Add a rectified linear unit

#collapse-output
simple_net = nn.Sequential(nn.Linear(28*28,30), 
                           nn.ReLU(), 
                           nn.Linear(30,1))

learn = Learner(dls, simple_net, loss_func=mnist_loss
                  , opt_func=SGD
                  , metrics=batch_accuracy)

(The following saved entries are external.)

PR #4715, opened 2019-08-28
[wip] Add HTTP Alternative Service header to source, journalist interfaces when both v2 and v3 onion services are enabled

### LINKED ISSUE #4630: [v3 onion migration] If v2 and v3 are both used, set Alt-Svc header in Apache configs
## Description

We can transparently move user traffic over to v3 using the HTTP Alternative Service (`Alt-Svc`) header. If v2 and v3 are both used, we should set the `Alt-Svc` header to point to the v3 onion. 

References for `Alt-Svc`:

https://developer.mozilla.org/en-US/docs/Web/HTTP/Headers/Alt-Svc
https://tools.ietf.org/html/rfc7838

Subticket of #2951

redshiftzero:
## Status

work in progress

## Description of Changes

Fixes #4630

 - When both v2 and v3 are enabled, this PR adds an `Alt-Svc` header to send user traffic from v2 to v3 

## Testing

It's not possible as far as I can tell to determine that the Alt-Svc header is being used in Tor Browser (see my thoughts/explanation in #4630 for the full details) but I'll see if I can cook up something better on this for the 1.0.0 QA period. 

For now, you can verify that the header is being set by provisioning staging and visiting the v2 onions. Enabling developer tools in Tor Browser you should see: 

Screen Shot 2019-08-28 at 4 48 31 PM

To convince yourself that this is correct, you can read the [spec](https://tools.ietf.org/html/rfc7838) or you can check out [this site](https://perfectoid.space/test.php), which nicely shows via the color of the background in the page that is visited when the Alt-Svc is being used. It uses an Alt-Svc from Cloudflare:

Screen Shot 2019-08-28 at 4 49 05 PM

### Bonus

I'm marking these as bonus because I think since the reviewer will be inspecting the diff doing this testing as part of 1.0.0 QA is OK:

1. v2_onion_services=False, v3_onion_services=True -> No Alt-Svc header
2. v2_onion_services=True, v3_onion_services=False -> No Alt-Svc header

## Deployment

This will be ran the next time an administrator runs the Ansible playbook. The

- [x] I have written a test plan and validated it for this PR - well, I validated the non-bonus steps

### DIFF
--- a/install_files/ansible-base/roles/app/defaults/main.yml
+++ b/install_files/ansible-base/roles/app/defaults/main.yml
@@ -87,3 +87,9 @@ apache_disabled_modules:
 securedrop_default_locale: en_US
 # The subset of the available locales that will be proposed to the user
 securedrop_supported_locales: []
+
+# v2 Tor onion services are on / v3 Tor onion services are off by default for backwards
+# compatibility. Note that new installs after 1.0 will have v3 enabled by sdconfig which
+# will override these variables.
+v2_onion_services: true
+v3_onion_services: false
--- a/install_files/ansible-base/roles/app/tasks/install_and_harden_apache.yml
+++ b/install_files/ansible-base/roles/app/tasks/install_and_harden_apache.yml
@@ -31,6 +31,16 @@
   tags:
     - apache
 
+- name: Grab source interface v3 onion URL.
+  command: cat /var/lib/tor/services/sourcev3/hostname
+  # Read-only
+  changed_when: false
+  register: v3_source_hostname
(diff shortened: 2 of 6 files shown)


redshiftzero:
given how much other stuff needs to go in ahead of this yet for 1.0.0, i'm marking this wip until we can find a way to properly test

redshiftzero:
yeah I don't see the internal redirect error on develop in staging so is related to the changes here

redshiftzero:
closing this for now, see discussion in #4630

learn.fit(n_epoch=40, lr=0.1)
epoch train_loss valid_loss batch_accuracy time
0 0.334276 0.397611 0.510304 00:00
1 0.153756 0.235990 0.795878 00:00
2 0.084339 0.117733 0.915113 00:00
3 0.054809 0.079118 0.940137 00:00
4 0.041189 0.061640 0.954367 00:00
5 0.034297 0.051851 0.963690 00:00
6 0.030381 0.045687 0.965653 00:00
7 0.027859 0.041476 0.966634 00:00
8 0.026048 0.038415 0.968106 00:00
9 0.024647 0.036075 0.969578 00:00
10 0.023509 0.034219 0.971541 00:00
11 0.022557 0.032701 0.973013 00:00
12 0.021745 0.031426 0.973503 00:00
13 0.021041 0.030334 0.973503 00:00
14 0.020424 0.029385 0.973994 00:00
15 0.019877 0.028547 0.975466 00:00
16 0.019388 0.027802 0.976938 00:00
17 0.018946 0.027133 0.977920 00:00
18 0.018545 0.026529 0.977920 00:00
19 0.018177 0.025982 0.977920 00:00
20 0.017839 0.025482 0.978901 00:00
21 0.017526 0.025026 0.978901 00:00
22 0.017234 0.024606 0.979882 00:00
23 0.016962 0.024220 0.980373 00:00
24 0.016708 0.023863 0.981354 00:00
25 0.016468 0.023533 0.981354 00:00
26 0.016243 0.023226 0.981354 00:00
27 0.016030 0.022941 0.981354 00:00
28 0.015829 0.022676 0.981845 00:00
29 0.015638 0.022429 0.981845 00:00
30 0.015457 0.022199 0.982826 00:00
31 0.015285 0.021983 0.982826 00:00
32 0.015121 0.021782 0.982826 00:00
33 0.014964 0.021593 0.983317 00:00
34 0.014815 0.021416 0.982826 00:00
35 0.014672 0.021249 0.982826 00:00
36 0.014535 0.021091 0.982336 00:00
37 0.014403 0.020943 0.982336 00:00
38 0.014276 0.020802 0.982336 00:00
39 0.014154 0.020669 0.982336 00:00

learn.recorder records the output from the training process. The three items recorded here are train_loss, valid_loss and batch_accuracy

learn.recorder.values[:2]
[(#3) [0.334276407957077,0.39761149883270264,0.5103042125701904],
 (#3) [0.1537560522556305,0.2359904646873474,0.7958782911300659]]

Plot how the accuracy evolved during the training.

plt.plot(L(learn.recorder.values).itemgot(2))

The final accuracy is as below:

learn.recorder.values[-1][2]
0.98233562707901

References

[1]
J. Howard and S. Gugger, Deep learning for coders with fastai and PyTorch: AI applications without a PhD, 1st ed. O’Reilly, 2020.